T-tests can be completed as either two-sided (which looks for any change in the metric, in either direction) or one-sided (which looks for an increase or a decrease, but not both). For a two-sided test, a statistically significant increase or decrease is not explicitly stated, while for a one-sided test, it is. (If you select Increase, the upper confidence interval bound is positive infinity; for Decrease, the lower confidence interval bound is negative infinity.)
NOTE: If you have yet to run your experiment or your sample size is large enough, you should use sequential testing instead of running a T-test. Read more about the difference in testing options in this blog.
Analyze your data with the T-test
You can access the T-test from either the Plan tab or the Analyze tab in Amplitude Experiment.
From the Plan tab, select Increase or Decrease if you want to run a one-sided test, or select Any to run a two-sided test.
Alternatively, follow these steps to analyze your experiment’s results with a T-test:
- From your Experiment Results chart, click the direction of the T-test to change it (Increase, Decrease, or Any).
- Next, click Statistical Settings. Click T-test to modify the Test Type.
- Enter the number of users needed under Samples Per Variant Needed.
NOTE: The T-test works by first computing the sample size you'll need before you can control for a specific false positive and false negative rate. Analyzing your data before reaching the sample size threshold will increase your error rates. See this article for more explanation on how peeking can interrupt your experiment process.
If you're unsure of the sample size to enter in Samples Per Variant, use Amplitude's sample size calculator. To learn more, see our Help Center article on planning experiments with the help of the sample size calculator.
- Lastly, click Apply to change the statistical settings to T-test.
The Analyze tab will now show the T-test results of your experimental data. Please note that sequential testing is the default test type. If you change the test type to a T-test, Amplitude Experiment will not save that change when you refresh or leave the page. Read more about interpreting test results in our Help Center article on Amplitude's Experiment Results chart.

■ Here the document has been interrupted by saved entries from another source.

PR #1042, opened 2025-05-17
drkonqi legacy

a17r:


thesamesam (changes requested):
Needs rationale in commit message. I'm also really not a fan of slots which block each other (they're then not slots, and it's poor UX for users). But wait, there's no blocker here either?

a17r:
well, it's a draft ;)

if we do not slot it, then the only alternative would be different `PN` imo, since as we know "blocked" upgrades are also bad UX.

thesamesam:
Just mask the older versions outside of features/systemd.

PR #1043, opened 2025-05-17
CMake 4: detection of incompatible CMakeList.txt

a17r:


eclass/cmake.eclass
```diff
@@ -243,14 +243,44 @@ _cmake_modify-cmakelists() {
 	# Only edit the files once
 	grep -qs "<<< Gentoo configuration >>>" "${CMAKE_USE_DIR}"/CMakeLists.txt && return 0
 
+	local x re="VERSION( .*\.\.\.| )(([[:digit:]]+)\.([[:digit:]]+))"
```
thesamesam, line 246: Can we do what we discussed and add the magic compat arg accordingly when we hit this case? i.e. QA notice + make it work?

thesamesam (approved):
Seems okay with some opt-out var as discussed on ML? I don't care if it's fine-grained (excluding subdirs) or just some generic CMAKE_NO_VERSION_WARN or whatever.

eclass/cmake.eclass
```diff
@@ -362,6 +362,17 @@ cmake_src_configure() {
 	# Fix xdg collision with sandbox
 	xdg_environment_reset
 
+	local x re="cmake_minimum_required *\( *VERSION( .*\.\.\.| )(([[:digit:]]+)\.([[:digit:]]+))"
+	local ver cmreq_isold
+	for x in $(find "${CMAKE_USE_DIR}" -type f -iname "CMakeLists.txt" -maxdepth 2); do
```
thesamesam, line 367: Let's change this to..
```
        while read -d '' -r file ; do
                ...
        done < <(find ... -print0)
```
so we handle space dirs correctly.

eclass/cmake.eclass
```diff
@@ -362,6 +368,17 @@ cmake_src_configure() {
 	# Fix xdg collision with sandbox
 	xdg_environment_reset
 
+	local file ver cmreq_isold
+	if ! [[ ${CMAKE_QA_COMPAT_SKIP} ]]; then
+		while read -d '' -r file ; do
+			ver=$(sed -ne "/cmake_minimum_required/ s/.*\(\.\.\.\|\s\)\([0-9.]*\)\s.*$/\2/p" ${file} 2>/dev/null)
```
mgorny, line 374:
```suggestion
			ver=$(sed -ne "/cmake_minimum_required/ s/.*\(\.\.\.\|\s\)\([0-9.]*\)\s.*$/\2/p" "${file}" 2>/dev/null)
```

You may also want `{p;q}` for the same behavior, I think.

a17r:
... and already had to fix the `sed` after some testing. pushing to kde overlay now, please give it a spin.

PR #1047, opened 2025-06-13
cmake.eclass: Add src_install() check for CMake-4-incompatible modules

a17r:


eclass/cmake.eclass
```diff
@@ -698,6 +716,25 @@ cmake_src_install() {
...
 		popd > /dev/null || die
 	fi
+
+	local file files=()
+	while read -d '' -r file ; do
+		# Detect unsupported minimum CMake versions unless CMAKE_QA_COMPAT_SKIP is set
+		if ! [[ ${CMAKE_QA_COMPAT_SKIP} ]]; then
+			_cmake_minreqver-detect "3.5" "${file}" || files+=( "${file}" )
+		fi
+	done < <(find "${D}" -type f -iname "*.cmake" -print0)
```
mgorny, line 726: I would:
```suggestion
	done < <(find "${D}" -type f -iname "*.cmake" -print0 || die)
```

eclass/cmake.eclass
```diff
@@ -698,6 +716,25 @@ cmake_src_install() {
...
+	if [[ ${#files[*]} -gt 0 ]]; then
+		eqawarn "QA Notice: Package installs CMake module(s) incompatible with CMake 4,"
+		eqawarn "breaking any packages relying on it:"
+		eqawarn
+		for file in "${files[@]}"; do
+			eqawarn "    ${file/${D}/}"
```
mgorny, line 732: Wouldn't:

```suggestion
			eqawarn "    ${file#${D}}"
```

work?

eclass/cmake.eclass
```diff
@@ -123,6 +123,11 @@ fi
 # If set, skip detection of CMakeLists.txt unsupported in CMake 4 in case of
 # false positives (e.g. unused outdated bundled libs).
 
+# @ECLASS_VARIABLE: _CMAKE_MINREQVER_UNSUPPORTED
+# @DEFAULT_UNSET
+# @DESCRIPTION:
+# Set to true if an unsupported cmake_minimum_required value was detected.
```
mgorny, line 129: Isn't this `@INTERNAL`? Right now it sounds like the user is supposed to set it.

eclass/cmake.eclass
```diff
@@ -238,6 +243,25 @@ _cmake_check_build_dir() {
...
 }
 
+# @FUNCTION: _cmake_minreqver-detect
+# @USAGE: <lt-version> <path>
+# @INTERNAL
+# @DESCRIPTION:
+# Internal function for detecting occurrence of lower-than-specified
+# <lt-version> in cmake_minimum_required of a given CMake file <path>.
+# Returns 1 if the regex matched (a lower-than-specified version found).
+_cmake_minreqver-detect() {
```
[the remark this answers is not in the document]
a17r: @mgorny we don't ever need to look in the other direction, so `_cmake_minreqver_lt` would be fine.

and then reverse the return value logic, so success follows the wording of the function name, I guess

eclass/cmake.eclass
ionenwks: Also, quotes for whomever had the funny ideas to have globs in their dir names
```suggestion
			eqawarn "    ${file#"${D}"}"
```
As a minor optimization, just `${file}` here and do `files+=( "${file#"${D}"}" )` earlier on not to store ${D} for nothing.

eclass/cmake.eclass
```diff
@@ -238,6 +244,25 @@ _cmake_check_build_dir() {
...
+	local ver chk=0
+	ver=$(sed -ne "/cmake_minimum_required/I{s/.*\(\.\.\.*\|\s\)\([0-9][0-9.]*\)\([)]\|\s\).*$/\2/p;q}" \
+		"${2}" 2>/dev/null \
+	)
+	if [[ -n $ver ]] && ver_test $ver -lt "${1}"; then
```
ionenwks, line 259: ${1} gets to have braces but $ver doesn't? Poor thing.

thesamesam (approved):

Manage sample size needed for the T-test
You'll need to reach a minimum sample size before you run a T-test. The Analyze tab of the T-test will warn you if your data set is too small.
You can find more information on your sample size requirements in the Cumulative Exposure graph and its corresponding table. The graph shows a constant, dotted line named Sample Size Target, which is the total number of users per variant needed. The table next to the graph highlights the Exposure Remaining, which is the number of users needed by each variant. This information can confirm not only the number of users needed before running the T-test, but also provide an estimate of the time you'll need to complete the experiment before using a T-test to interpret your results.
Unfortunately, reaching the needed sample size does not guarantee your results will be statistically significant. For example, if your lift is smaller than the MDE, then your results often will not be statistically significant.